Take each line of the data that contains the string "looking" and copy it.

** RECORDS SUPPLIED follows **

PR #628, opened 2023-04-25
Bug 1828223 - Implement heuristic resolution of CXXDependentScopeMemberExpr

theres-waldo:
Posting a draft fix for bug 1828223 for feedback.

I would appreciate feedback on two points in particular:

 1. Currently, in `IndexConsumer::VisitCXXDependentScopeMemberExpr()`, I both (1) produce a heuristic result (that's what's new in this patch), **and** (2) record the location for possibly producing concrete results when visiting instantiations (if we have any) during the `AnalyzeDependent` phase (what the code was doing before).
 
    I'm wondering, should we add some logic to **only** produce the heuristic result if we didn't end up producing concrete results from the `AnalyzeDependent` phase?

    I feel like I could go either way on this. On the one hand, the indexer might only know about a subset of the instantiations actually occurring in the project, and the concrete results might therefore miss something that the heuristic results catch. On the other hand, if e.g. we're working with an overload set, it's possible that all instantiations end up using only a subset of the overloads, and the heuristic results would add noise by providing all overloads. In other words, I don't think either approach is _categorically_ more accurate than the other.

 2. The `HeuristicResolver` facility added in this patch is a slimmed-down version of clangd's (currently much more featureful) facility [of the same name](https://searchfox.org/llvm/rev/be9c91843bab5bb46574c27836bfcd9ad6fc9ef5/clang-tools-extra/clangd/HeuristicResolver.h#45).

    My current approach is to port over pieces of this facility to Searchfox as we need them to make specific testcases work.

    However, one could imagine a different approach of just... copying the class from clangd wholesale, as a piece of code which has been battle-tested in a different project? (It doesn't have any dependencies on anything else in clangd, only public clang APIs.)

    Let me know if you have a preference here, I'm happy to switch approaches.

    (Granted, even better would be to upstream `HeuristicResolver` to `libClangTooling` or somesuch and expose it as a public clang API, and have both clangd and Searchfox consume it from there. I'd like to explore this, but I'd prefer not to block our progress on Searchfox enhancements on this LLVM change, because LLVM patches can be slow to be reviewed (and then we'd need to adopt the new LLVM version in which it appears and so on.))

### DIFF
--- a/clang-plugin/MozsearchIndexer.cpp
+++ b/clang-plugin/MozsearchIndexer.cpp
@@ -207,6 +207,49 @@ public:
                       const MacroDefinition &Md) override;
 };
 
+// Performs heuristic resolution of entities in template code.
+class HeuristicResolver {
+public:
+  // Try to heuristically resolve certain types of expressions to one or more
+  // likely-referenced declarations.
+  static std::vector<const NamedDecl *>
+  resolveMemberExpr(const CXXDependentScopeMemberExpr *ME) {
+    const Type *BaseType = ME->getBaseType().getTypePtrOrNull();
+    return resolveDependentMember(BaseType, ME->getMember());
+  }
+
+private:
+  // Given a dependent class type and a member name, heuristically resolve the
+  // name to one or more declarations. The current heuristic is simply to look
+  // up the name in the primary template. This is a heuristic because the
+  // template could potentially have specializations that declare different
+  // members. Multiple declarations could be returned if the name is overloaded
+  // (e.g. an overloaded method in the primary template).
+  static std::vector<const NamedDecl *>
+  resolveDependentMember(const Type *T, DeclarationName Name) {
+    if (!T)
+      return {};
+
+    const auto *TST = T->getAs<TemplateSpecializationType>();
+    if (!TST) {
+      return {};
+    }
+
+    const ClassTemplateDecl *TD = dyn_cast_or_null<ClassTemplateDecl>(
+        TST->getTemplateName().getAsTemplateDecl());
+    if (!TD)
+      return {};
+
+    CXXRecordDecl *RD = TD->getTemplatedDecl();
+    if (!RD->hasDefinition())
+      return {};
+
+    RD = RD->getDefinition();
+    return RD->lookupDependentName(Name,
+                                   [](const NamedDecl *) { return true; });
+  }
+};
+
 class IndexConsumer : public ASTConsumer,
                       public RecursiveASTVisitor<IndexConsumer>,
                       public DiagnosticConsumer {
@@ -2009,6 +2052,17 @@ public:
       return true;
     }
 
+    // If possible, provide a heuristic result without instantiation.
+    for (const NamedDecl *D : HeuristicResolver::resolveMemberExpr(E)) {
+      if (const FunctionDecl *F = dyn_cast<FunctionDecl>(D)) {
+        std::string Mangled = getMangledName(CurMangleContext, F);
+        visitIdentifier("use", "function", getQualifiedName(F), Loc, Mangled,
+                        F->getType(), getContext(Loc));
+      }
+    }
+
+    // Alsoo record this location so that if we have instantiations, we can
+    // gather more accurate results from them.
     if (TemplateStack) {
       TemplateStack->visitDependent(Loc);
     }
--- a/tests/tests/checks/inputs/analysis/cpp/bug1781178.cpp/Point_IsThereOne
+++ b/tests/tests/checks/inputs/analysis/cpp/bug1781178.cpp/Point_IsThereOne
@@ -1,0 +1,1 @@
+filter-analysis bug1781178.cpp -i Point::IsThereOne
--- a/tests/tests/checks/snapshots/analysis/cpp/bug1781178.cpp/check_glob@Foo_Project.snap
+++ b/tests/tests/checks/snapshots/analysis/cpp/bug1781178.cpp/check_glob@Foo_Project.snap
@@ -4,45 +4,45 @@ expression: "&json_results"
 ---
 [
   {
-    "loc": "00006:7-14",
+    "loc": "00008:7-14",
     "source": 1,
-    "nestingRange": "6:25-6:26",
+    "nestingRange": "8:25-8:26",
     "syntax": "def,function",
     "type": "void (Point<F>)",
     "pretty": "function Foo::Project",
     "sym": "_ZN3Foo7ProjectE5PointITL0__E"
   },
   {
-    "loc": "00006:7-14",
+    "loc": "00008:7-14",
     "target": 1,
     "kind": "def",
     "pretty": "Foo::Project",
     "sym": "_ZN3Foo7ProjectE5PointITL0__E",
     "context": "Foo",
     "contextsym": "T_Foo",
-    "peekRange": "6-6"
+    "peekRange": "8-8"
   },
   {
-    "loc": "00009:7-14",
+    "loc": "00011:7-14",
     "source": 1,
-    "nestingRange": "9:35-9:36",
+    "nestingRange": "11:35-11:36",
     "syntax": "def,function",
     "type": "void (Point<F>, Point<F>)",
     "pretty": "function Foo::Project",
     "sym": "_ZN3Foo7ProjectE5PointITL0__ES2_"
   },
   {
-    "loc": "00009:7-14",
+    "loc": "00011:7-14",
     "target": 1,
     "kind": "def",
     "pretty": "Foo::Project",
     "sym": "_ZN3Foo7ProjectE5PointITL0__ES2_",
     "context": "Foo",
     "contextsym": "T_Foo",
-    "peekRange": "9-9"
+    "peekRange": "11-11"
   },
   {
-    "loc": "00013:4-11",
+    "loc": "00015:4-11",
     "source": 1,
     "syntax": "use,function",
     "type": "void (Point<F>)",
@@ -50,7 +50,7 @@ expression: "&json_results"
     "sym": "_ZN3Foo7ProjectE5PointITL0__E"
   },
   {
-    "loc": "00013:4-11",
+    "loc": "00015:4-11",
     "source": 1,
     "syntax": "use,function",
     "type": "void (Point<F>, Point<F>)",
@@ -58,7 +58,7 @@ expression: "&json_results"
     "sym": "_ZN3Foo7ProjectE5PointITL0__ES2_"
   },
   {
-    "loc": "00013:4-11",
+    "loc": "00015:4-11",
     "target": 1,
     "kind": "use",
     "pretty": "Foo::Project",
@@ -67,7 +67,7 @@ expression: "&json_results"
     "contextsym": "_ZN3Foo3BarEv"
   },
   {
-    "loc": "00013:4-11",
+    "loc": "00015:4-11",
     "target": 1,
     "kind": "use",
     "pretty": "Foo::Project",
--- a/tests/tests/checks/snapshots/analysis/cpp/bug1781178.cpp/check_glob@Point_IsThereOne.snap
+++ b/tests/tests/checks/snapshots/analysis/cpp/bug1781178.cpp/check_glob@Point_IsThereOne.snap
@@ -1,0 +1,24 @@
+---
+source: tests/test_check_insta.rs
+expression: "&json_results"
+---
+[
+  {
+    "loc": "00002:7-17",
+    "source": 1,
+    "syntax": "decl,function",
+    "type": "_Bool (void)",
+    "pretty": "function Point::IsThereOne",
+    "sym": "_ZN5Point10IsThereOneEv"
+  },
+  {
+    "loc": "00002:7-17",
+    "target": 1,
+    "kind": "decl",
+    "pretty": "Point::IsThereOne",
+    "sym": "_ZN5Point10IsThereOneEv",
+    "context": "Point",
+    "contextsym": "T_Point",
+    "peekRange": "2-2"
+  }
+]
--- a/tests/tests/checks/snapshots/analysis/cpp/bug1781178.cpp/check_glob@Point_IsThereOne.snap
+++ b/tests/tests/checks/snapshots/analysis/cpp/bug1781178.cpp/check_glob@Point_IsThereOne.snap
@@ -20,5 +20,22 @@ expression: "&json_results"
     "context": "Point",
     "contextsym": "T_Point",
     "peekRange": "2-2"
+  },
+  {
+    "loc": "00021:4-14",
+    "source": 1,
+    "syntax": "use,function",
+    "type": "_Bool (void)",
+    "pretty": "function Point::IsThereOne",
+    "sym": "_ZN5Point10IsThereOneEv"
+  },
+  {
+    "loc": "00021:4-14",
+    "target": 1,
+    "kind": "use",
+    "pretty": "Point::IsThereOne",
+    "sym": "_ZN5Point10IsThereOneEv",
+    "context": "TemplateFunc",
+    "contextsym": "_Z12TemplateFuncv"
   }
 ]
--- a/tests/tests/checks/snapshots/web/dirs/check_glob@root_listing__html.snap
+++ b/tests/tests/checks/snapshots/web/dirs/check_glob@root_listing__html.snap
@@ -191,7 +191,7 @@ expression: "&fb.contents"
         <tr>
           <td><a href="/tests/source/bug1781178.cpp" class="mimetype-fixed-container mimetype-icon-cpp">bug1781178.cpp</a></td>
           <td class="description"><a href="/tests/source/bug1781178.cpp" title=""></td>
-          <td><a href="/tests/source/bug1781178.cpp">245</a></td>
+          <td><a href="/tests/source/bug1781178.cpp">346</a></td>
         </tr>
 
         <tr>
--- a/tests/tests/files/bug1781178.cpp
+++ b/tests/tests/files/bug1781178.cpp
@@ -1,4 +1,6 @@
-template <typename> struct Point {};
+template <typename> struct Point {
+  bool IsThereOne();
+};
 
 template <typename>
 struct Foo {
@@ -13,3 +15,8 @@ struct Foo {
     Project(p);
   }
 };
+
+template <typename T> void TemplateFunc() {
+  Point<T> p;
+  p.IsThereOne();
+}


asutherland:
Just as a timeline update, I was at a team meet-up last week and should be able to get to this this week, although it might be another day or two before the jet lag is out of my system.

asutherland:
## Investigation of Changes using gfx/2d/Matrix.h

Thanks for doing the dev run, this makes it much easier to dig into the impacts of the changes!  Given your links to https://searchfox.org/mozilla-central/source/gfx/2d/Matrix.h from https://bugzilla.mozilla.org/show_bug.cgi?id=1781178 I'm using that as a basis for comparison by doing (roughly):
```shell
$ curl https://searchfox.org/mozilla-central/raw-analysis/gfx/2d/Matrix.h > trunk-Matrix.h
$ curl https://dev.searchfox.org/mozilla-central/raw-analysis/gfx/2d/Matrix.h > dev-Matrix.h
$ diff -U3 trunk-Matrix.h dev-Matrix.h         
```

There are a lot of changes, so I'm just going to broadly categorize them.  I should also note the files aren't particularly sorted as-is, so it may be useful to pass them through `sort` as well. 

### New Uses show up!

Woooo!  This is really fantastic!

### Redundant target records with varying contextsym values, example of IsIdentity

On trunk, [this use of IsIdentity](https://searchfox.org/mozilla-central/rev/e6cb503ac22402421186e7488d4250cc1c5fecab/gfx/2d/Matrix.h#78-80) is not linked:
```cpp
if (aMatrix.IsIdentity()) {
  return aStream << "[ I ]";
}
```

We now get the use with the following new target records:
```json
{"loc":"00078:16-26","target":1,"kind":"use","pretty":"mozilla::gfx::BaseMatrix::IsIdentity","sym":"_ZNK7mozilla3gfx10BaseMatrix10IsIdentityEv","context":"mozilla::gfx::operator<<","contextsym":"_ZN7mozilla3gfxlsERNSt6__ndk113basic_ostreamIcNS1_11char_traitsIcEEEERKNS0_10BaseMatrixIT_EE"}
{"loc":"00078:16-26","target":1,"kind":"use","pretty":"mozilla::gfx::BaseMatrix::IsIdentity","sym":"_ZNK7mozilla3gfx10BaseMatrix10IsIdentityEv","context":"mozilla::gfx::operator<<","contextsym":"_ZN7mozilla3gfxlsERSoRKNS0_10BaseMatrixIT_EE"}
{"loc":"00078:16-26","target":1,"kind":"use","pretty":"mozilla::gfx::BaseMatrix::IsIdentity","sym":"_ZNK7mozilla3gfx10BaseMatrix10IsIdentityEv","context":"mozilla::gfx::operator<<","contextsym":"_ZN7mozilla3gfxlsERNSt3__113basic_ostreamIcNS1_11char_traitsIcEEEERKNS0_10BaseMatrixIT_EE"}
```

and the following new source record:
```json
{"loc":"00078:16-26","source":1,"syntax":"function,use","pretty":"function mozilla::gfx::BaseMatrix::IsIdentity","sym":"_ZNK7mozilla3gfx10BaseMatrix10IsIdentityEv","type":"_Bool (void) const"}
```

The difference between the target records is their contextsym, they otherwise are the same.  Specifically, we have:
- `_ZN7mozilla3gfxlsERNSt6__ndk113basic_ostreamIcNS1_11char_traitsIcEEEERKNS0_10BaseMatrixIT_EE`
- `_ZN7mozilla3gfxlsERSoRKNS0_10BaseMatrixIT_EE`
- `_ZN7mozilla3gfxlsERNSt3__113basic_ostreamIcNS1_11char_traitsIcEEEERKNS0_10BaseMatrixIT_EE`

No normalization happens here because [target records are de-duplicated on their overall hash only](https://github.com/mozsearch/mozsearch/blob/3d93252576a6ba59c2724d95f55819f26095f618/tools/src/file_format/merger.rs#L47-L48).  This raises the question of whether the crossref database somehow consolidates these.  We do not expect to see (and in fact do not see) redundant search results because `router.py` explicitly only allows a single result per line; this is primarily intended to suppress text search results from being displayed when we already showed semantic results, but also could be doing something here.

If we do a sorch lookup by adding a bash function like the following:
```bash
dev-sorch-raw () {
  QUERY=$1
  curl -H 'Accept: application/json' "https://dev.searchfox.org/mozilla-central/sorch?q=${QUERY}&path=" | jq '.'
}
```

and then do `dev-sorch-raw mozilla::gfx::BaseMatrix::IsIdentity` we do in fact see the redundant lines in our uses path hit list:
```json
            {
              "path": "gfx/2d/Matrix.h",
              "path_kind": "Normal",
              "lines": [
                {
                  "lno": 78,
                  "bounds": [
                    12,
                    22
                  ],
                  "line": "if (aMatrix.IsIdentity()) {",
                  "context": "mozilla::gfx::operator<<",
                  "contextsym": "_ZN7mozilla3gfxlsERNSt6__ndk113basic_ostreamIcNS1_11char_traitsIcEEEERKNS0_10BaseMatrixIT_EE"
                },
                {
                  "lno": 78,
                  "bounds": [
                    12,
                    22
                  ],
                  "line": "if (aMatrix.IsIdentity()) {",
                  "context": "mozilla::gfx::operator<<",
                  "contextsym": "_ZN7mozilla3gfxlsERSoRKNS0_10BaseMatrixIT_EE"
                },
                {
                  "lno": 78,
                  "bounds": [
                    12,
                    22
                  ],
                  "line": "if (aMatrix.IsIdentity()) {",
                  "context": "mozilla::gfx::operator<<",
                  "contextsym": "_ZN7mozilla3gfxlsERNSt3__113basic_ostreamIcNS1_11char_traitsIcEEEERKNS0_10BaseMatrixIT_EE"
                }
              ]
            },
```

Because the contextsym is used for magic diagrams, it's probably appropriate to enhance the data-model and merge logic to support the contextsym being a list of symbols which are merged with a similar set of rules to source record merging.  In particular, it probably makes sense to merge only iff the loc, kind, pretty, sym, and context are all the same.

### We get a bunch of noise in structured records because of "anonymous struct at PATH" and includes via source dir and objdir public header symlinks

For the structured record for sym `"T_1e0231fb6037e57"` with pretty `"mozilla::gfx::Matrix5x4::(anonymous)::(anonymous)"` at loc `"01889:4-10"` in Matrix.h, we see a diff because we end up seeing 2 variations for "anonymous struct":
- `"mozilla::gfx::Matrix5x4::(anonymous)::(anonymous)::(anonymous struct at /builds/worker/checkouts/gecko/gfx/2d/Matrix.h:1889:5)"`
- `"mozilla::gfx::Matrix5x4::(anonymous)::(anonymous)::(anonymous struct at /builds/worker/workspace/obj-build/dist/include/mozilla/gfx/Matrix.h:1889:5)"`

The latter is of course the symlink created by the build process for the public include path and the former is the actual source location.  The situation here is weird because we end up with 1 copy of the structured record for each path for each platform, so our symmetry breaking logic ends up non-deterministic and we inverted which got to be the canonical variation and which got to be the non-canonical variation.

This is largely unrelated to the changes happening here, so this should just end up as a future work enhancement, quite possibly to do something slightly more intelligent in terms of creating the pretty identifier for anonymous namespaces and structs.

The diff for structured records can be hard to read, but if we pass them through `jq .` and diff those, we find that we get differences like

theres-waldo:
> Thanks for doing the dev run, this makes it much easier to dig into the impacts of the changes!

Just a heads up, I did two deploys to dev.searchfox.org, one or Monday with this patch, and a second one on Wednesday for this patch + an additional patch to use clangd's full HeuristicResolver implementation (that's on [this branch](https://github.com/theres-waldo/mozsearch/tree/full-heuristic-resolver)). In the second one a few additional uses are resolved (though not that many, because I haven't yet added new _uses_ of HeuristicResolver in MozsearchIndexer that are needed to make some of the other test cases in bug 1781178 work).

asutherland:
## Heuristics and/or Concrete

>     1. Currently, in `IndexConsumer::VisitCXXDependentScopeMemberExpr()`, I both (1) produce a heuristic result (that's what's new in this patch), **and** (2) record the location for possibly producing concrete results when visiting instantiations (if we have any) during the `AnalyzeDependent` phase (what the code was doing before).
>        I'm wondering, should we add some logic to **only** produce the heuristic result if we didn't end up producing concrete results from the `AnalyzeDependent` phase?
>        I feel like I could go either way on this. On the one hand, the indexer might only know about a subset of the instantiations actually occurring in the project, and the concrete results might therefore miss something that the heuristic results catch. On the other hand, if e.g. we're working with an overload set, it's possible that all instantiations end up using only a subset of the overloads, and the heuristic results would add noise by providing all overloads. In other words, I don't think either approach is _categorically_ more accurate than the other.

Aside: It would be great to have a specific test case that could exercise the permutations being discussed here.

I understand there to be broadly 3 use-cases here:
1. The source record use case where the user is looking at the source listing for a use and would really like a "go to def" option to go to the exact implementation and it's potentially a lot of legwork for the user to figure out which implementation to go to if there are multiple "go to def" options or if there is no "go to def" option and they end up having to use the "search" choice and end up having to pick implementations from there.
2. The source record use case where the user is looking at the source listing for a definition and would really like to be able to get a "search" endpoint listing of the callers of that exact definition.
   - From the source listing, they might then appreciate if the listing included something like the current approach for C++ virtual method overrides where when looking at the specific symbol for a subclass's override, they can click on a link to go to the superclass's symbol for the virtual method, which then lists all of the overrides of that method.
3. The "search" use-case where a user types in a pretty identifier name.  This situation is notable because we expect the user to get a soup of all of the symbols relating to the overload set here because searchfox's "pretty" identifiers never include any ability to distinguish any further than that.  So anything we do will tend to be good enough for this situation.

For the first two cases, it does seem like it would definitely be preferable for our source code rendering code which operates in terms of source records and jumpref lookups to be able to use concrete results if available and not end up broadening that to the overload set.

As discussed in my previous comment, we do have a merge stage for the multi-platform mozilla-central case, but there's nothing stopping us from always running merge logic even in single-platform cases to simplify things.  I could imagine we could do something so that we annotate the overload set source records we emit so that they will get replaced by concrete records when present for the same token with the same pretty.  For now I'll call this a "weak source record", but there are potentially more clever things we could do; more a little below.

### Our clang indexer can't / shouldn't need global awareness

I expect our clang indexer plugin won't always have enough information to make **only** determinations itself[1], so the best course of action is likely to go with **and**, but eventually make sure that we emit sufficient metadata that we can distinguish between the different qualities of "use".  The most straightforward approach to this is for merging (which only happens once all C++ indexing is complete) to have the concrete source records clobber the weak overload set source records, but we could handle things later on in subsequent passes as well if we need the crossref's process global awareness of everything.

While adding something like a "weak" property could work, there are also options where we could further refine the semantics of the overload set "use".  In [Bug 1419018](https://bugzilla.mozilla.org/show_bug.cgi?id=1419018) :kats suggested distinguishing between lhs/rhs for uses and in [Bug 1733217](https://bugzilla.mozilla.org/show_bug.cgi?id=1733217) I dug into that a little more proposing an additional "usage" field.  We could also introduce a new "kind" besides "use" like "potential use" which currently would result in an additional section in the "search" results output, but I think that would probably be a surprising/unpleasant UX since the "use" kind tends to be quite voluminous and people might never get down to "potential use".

** End of RECORDS SUPPLIED **
** RECORDS SUPPLIED follows **

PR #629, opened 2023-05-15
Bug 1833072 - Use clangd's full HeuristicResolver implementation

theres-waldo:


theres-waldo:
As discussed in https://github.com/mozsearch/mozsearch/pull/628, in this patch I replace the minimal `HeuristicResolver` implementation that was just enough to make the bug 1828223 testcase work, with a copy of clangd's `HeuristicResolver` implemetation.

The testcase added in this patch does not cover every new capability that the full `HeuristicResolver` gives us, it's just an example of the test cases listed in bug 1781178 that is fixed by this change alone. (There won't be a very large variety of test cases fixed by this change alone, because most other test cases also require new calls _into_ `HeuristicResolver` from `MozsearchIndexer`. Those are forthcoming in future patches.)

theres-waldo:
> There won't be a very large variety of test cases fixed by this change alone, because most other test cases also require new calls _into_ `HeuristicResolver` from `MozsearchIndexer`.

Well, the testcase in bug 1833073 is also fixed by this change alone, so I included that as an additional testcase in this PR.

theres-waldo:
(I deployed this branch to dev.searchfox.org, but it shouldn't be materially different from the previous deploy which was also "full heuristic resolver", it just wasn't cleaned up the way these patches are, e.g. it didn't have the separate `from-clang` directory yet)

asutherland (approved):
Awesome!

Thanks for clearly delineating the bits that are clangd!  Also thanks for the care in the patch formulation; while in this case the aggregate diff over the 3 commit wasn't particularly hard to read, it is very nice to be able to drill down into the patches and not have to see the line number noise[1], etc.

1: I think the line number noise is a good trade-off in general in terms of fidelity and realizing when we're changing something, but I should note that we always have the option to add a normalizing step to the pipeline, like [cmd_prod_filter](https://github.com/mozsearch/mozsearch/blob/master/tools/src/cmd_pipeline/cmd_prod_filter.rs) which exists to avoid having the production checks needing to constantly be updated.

** End of RECORDS SUPPLIED **
** RECORDS SUPPLIED follows **

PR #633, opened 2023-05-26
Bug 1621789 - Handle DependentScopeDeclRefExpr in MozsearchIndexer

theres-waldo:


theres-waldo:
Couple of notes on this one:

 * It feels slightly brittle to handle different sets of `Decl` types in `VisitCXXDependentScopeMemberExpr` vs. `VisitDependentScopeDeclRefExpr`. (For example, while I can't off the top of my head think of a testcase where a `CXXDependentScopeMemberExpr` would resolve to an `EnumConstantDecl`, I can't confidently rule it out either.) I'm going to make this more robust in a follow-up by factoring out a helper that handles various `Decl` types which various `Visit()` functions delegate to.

** End of RECORDS SUPPLIED **

**REPLY:**
1. The source record use case where the user is looking at the source listing for a use and would really like a "go to def" option to go to the exact implementation and it's potentially a lot of legwork for the user to figure out which implementation to go to if there are multiple "go to def" options or if there is no "go to def" option and they end up having to use the "search" choice and end up having to pick implementations from there.
2. The source record use case where the user is looking at the source listing for a definition and would really like to be able to get a "search" endpoint listing of the callers of that exact definition.
   - From the source listing, they might then appreciate if the listing included something like the current approach for C++ virtual method overrides where when looking at the specific symbol for a subclass's override, they can click on a link to go to the superclass's symbol for the virtual method, which then lists all of the overrides of that method.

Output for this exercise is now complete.